Transferable Hourly Ozone Forecasting with Transformers
Abstract. We investigate the suitability of a transformer-based approach for air-quality forecasting, focusing on 4-day ahead hourly predictions of surface ozone (O3). The study employs Google’s Temporal Fusion Transformer (TFT) to integrate meteorological predictors, historical pollutant observations, and static station metadata, using an open source implementation with minimal domain-specific preprocessing. The analysis addresses two questions: (1) how efficiently a transformer model can be deployed for regional air quality forecasting, and (2) how well the learned representations transfer across geophysically distinct regions.
Model performance is evaluated against state-of-the-art regional chemical transport model Copernicus Atmosphere Monitoring Service (CAMS) ensemble forecast using observations from Germany. The TFT consistently achieves lower bias and higher forecast skill across all lead times. Suburban monitoring sites exhibit the highest skill relative to CAMS based on RMSE and SMAPE-based metrics. Urban stations show moderate skill against CAMS baseline, while rural stations have reduced skill in comparison but remain positive across the full 96 h forecast, with the strongest improvements observed at shorter lead times. Post–day-1 results indicate a clear separation of performance by station type; suggesting increasing performance stratification by station type beyond day 1, with larger relative gains at urban and suburban sites and smaller but consistently positive skill at rural locations.

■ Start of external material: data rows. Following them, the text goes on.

PR #151, opened 2022-03-27
Add proxy environment variables to Dockerfile to avoid Internet dependency

omertuc:
See comment inside Dockerfile for more information

### DIFF
--- a/Dockerfile
+++ b/Dockerfile
@@ -1,6 +1,28 @@
 # Build the manager binary
 FROM registry.ci.openshift.org/ocp/builder:rhel-8-golang-1.17-openshift-4.11 as builder
 
+# This Dockerfile is sometimes built in environments (ART) where there's no
+# Internet connectivity. By messing up Internet connectivity across the board
+# for everyone, we make sure that developers won't make a mistake of making
+# this Dockerfile build dependent on Internet connectivity. This current
+# implementation of the connectivity blocking is not airtight, it only affects
+# HTTP traffic and only affects programs which actually respect these proxy
+# environment variables, but it was chosen because it's simple and alternatives
+# are hard to come up with.
+#
+# The goal is only to block Internet connectivity for the build process itself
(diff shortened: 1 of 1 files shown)


ybettan:
That looks AWESOME @omertuc.
Thanks for that PR.
I will test it tomorrow to see how it goes.

ybettan:
/cc @qbarrand 
This looks like a valid option for us as it is only a small diff from u/s.

Dockerfile
```diff
@@ -1,6 +1,28 @@
...
 FROM registry.ci.openshift.org/ocp/builder:rhel-8-golang-1.17-openshift-4.11 as builder
 
+# This Dockerfile is sometimes built in environments (ART) where there's no
+# Internet connectivity. By messing up Internet connectivity across the board
+# for everyone, we make sure that developers won't make a mistake of making
+# this Dockerfile build dependent on Internet connectivity. This current
+# implementation of the connectivity blocking is not airtight, it only affects
+# HTTP traffic and only affects programs which actually respect these proxy
+# environment variables, but it was chosen because it's simple and alternatives
+# are hard to come up with.
```
qbarrand, line 11: Is this standard across Edge projects?
We were thinking about having a GitHub action instead that would use something like `unshare` to simulate a disconnected environment (Linux namespaces are supported there). How about that?

omertuc: >Is this standard across Edge projects?

No, I'm not aware of any project that tried to have a job validating their Dockerfile works even without an Internet connection. 

>We were thinking about having a GitHub action

This PR is a solution I proposed to get it to work in Prow, if GitHub actions is something you want to start depending on just for this then it's probable that there are better solutions than what I did.

ybettan:
/hold
We may use our current CI to build SRO inside the cluster using `build` resource.

omertuc:
Okay closing this, re-open if you ever want to

PR #154, opened 2022-03-29
MGMT-9792: add an OC executable to the skipper container

yevgeny-shnaidman:


ybettan:
Why do we need it? Can you write it in the commit message and PR description?
Should we have it u/s as well? If yes then please let's start with the u/s PR

yevgeny-shnaidman:
> Why do we need it? Can you write it in the commit message and PR description? Should we have it u/s as well? If yes then please let's start with the u/s PR

we don't need it in the upstream, since there is no openshift support there. We need it since @qbarrand set the OC as a default client in the makefile operartions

Geographic transferability is assessed by adapting a model trained over Germany to South Korea by retraining region-specific metadata embeddings while preserving learned temporal representations. Forecast errors increase by only 5–10 %, indicating that the model captures meteorological drivers of O3 variability that generalize across contrasting anthropogenic and climatic regimes. Ablation experiments further demonstrate the robustness of the chosen experimental configuration for both forecasting performance and cross region transferability.